When the Profiler stops recording, inspect the sampled data after. Note: For very long sessions, you should increase Android Studios’ memory limit.

The Call Chart is similar to the data in the Unity Timeline Profiler.

The Top Down view shows the native stack trace to identify bottlenecks. For more information on interpreting traces, see the dissecting native stack traces section.

The Profiler also offers a memory tab which provide data on the memory consumption. If this is relevant for you, read more about it in our guide on Memory Management in Unity.

Note: It is not possible to symbolicate user code and display function names when compiled with IL2CPP, although you can set the path of the symbols in the Android Studio Project Settings (Menu: Run > Edit Configurations > Debugger).

Dissecting native stack traces

It’s often useful to look into dissecting traces, for example, when looking at a trace of the start-up process to evaluate startup time.
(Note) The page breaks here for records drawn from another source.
PR #608, opened 2019-08-29
Update of modular errors generated by libsolv

j-mracek:
In some cases libsolv could return same errors in different order
therefore testing message with `Problem: ` for the first message could
result in false negative results.


j-mracek:
Closed in favor of https://github.com/rpm-software-management/ci-dnf-stack/pull/614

Read more about dissecting stack traces in the Profiling section of the Understanding optimization in Unity Best Practice Guide.

Debugging Android Crashes

Symbolicate with ndk-stack

You can use the NDK utility ndk-stack to symbolicate the call stack of an adb logcat output. You can find the tool in the root directory of your NDK installation. You need to ensure that your symbol files are called libunity.so instead of libunity.dbg.so, otherwise the ndk-stack tool will fail to locate them; simply rename the files if needed. You can call the tool using the following command in the terminal:

~$ ndk-stack -sym unity_path\build\AndroidPlayer\Variations\mono\Development\Symbols\armeabi-v7a -dump path_to_your_logcat

For more details and instructions, please visit the official ndk-stack documentation.

Symbolicate Script

Alternatively to the ndk-stack tool, there is a tool available on Bitbucket that allows you to symbolicate the release crash dumps available on the Developer Console from the Play Store.

It does not provide the full line numbers from the call stack, but it allows you to see the method names and give you a much better idea of what could be going wrong. Full instructions on using the tool are in the tool’s readme file on Bitbucket.